PR #2950, opened 2026-08-03
fix: preserve stdin taskfile bytes

cuishuang:

`StdinNode.Read` used `bufio.Scanner` to read a Taskfile line by line.

`Scanner` has a default maximum token size of 64 KiB, so a Taskfile containing a longer line failed with:

```text
bufio.Scanner: token too long
```

The previous implementation also removed the original line endings and added `\n` after every scanned line. This converted CRLF input to LF and added a trailing newline when the input did not contain one.

This differed from regular Taskfile reads, which use `io.ReadAll ` and preserve the input bytes.

### DIFF
--- a/taskfile/node_stdin_test.go
+++ b/taskfile/node_stdin_test.go
@@ -1,0 +1,65 @@
+package taskfile
+
+import (
+	"os"
+	"path/filepath"
+	"strings"
+	"testing"
+
+	"github.com/stretchr/testify/assert"
+	"github.com/stretchr/testify/require"
+)
+
+func TestStdinNodeReadPreservesInput(t *testing.T) { //nolint:paralleltest // replaces process-wide stdin
+	node, err := NewStdinNode("")
+	require.NoError(t, err)
+
+	tests := []struct {
+		name  string
+		input []byte
+	}{
+		{
+			name:  "line longer than 64 KiB",
+			input: []byte(strings.Repeat("a", 64*1024+1)),
+		},
+		{
+			name:  "no trailing newline",
+			input: []byte("version: '3'"),
+		},
+		{
+			name:  "CRLF line endings",
+			input: []byte("version: '3'\r\ntasks:\r\n"),
+		},
+		{
+			name:  "empty input",
+			input: []byte{},
+		},
+	}
+
+	for _, tt := range tests { //nolint:paralleltest // subtests replace process-wide stdin
+		t.Run(tt.name, func(t *testing.T) {
+			replaceStdin(t, tt.input)
+
+			got, err := node.Read()
+			require.NoError(t, err)
+			assert.Equal(t, tt.input, got)
+		})
+	}
+}
+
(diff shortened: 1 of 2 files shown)


taskfile/node_stdin_test.go
```diff
@@ -0,0 +1,65 @@
...
+		{
+			name:  "empty input",
+			input: []byte{},
+		},
+	}
+
+	for _, tt := range tests { //nolint:paralleltest // subtests replace process-wide stdin
+		t.Run(tt.name, func(t *testing.T) {
+			stdin := replaceStdin(t, tt.input)
+			defer stdin()
```
vmaerten:
```suggestion
	replaceStdin(t, tt.input)

```

taskfile/node_stdin_test.go
```diff
@@ -0,0 +1,65 @@
...
+
+	stdin, err := os.Open(path)
+	require.NoError(t, err)
+
+	original := os.Stdin
+	os.Stdin = stdin
+	return func() {
+		os.Stdin = original
+		require.NoError(t, stdin.Close())
+	}
```
vmaerten:
```suggestion
	t.Cleanup(func() {
		os.Stdin = original
		require.NoError(t, stdin.Close())
    })
```

taskfile/node_stdin_test.go
```diff
@@ -0,0 +1,65 @@
...
+			require.NoError(t, err)
+			assert.Equal(t, tt.input, got)
+		})
+	}
+}
+
+func replaceStdin(t *testing.T, input []byte) func() {
+	t.Helper()
+
+	path := t.TempDir() + "/stdin"
```
vmaerten:
```suggestion
	path := filepath.Join(t.TempDir(), "stdin")
```
As Copilote suggested (he is right)

taskfile/node_stdin_test.go
vmaerten: `t.Cleanup` lets you drop the returned closure: no `defer stdin()` on the caller side (and stdin no longer names a restore function)

vmaerten (commented):
Looks good
Small comments

taskfile/node_stdin_test.go
cuishuang: Updated replaceStdin to register the cleanup with t.Cleanup, so callers no longer need to retain and defer a cleanup closure.

taskfile/node_stdin_test.go
cuishuang: Updated. replaceStdin now restores os.Stdin and closes the temporary file through t.Cleanup.

taskfile/node_stdin_test.go
cuishuang: Updated to use filepath.Join for cross-platform path construction.

cuishuang:
> Looks good Small comments

@vmaerten Modified. Please review it again.

vmaerten (approved):
Thanks!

--- Your instructions ---
List each line of the entries that holds the string "github".

--- Result of this task ---
+	"github.com/stretchr/testify/assert"
+	"github.com/stretchr/testify/require"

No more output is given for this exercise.